The Power of "I want" Statements For Adults


Ever notice when we want someone to change their behavior we have a list.  We keep a list of their alleged infractions, then go down the list of what we think they did wrong and then we wonder why they revolt!

What we say:

“You know you are always late.  The other day you were late and I had to get dinner ready and the kids and now I’m stressed out.  Why can’t you ever be on time?”

“You know you are angry all the time.  Why can’t you just relax and be happy.  You practically bit off their head and they were just trying to help.”

What we really want:

To know that we are important to our spouse.  To have a happy spouse.  To feel close to our spouse.  To have sex!

The schism 

Think about what we say vs what we want.  How will those statements create what we say we want?  What usually happens when we use those statements? Exactly.  So why do we continue to use these statements?  How does this serve our goals of happy, close and sex?

Take YOU out of the conversation

Give yourself the 3 day challenge.  Every day when you want to communicate with anyone TAKE YOU out of the conversation.

Replace you with I WANT or I WOULD LIKE or IS IT POSSIBLE?

Change “You are always late” to

“I would like to prepare a nice meal where as a family we are together, because I love you so much and love spending time with you and I get really excited when I think you will be home.  Is it possible to text me if it looks like the meeting will run late?”

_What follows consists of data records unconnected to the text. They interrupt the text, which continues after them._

PR #6389, opened 2022-09-10
Update update-tsc-and-lint-files.sh

drewvolz:
Poking to bring it more in-line with how we do `scripts/push-on-podfile-change.sh`.

If this does not fix it, I'll close this PR and open a new one to revert the scripts entirely via `git revert 52e436 -m 1`

Error that this is trying to fix:

```
if [ -z "${!actor}" ]; then
  echo 'Need to set environment variable "actor"' && exit 1;
fi

scripts/update-tsc-and-lint-files.sh: line 5: !actor: unbound variable
```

Change “why can’t you relax” to

“I would like to help you with some of these tasks because I love you and you do so much.  I just walked in the door so give me 5 minutes to change (use this time to decompress and unwind) and then I’ll be right back down to jump in and help out.”

Do we have to mean it?

No.  If we are willing to change our patterns, we will get results.  That is the bottom line.  We our programmed to react a certain way.  Based on that reaction we have trained our spouses how to react to us.  If we change the pattern; we will by the very laws of cause and effect get a different result.  Try this for 3 days and let me know how it goes.

A few more tips:

Do you think you have a selfish spouse?  Then stop doing for them.  If they are late, eat, put the food away, and leave the dirty dishes for them.  Sometimes “doers” are control freaks and “do it all” ….resentful.  Stop DOING.  Make room for your spouse to do and you may find they are happy to help as long as you stop controlling the way they help.

Do you think your spouse is angry?  Then stop ignoring the problems.  Quite often angry spouses are married to passive spouses.  The more one spouse gets angry, the more the other spouse withdraws and becomes more passive.  So have a voice.  Say listen I love you and I want to help but this is how I am going to help and it is possible that’s what really matters?  My love for you and that I want to help vs how I’m actually doing it?

Check back tomorrow for The Power of “I want” For Children

This Post Has 2 Comments

  1. C. E. Turner

    The words always, never, and ever always never, ever exist. But, do I use them? You bet I do and ‘always’ regret them, because they are ‘never’ really applicable, and I ask myself afterwards, “Will I ‘ever’ question why I am really upset before I put my foot in my mouth again?”

    1. Larina Hintze

      Charlie you ‘always’ make me laugh 🙂 I noticed the language never and always in the negative statements. Maybe that could be another blog to discuss how always and never limit us and box in others.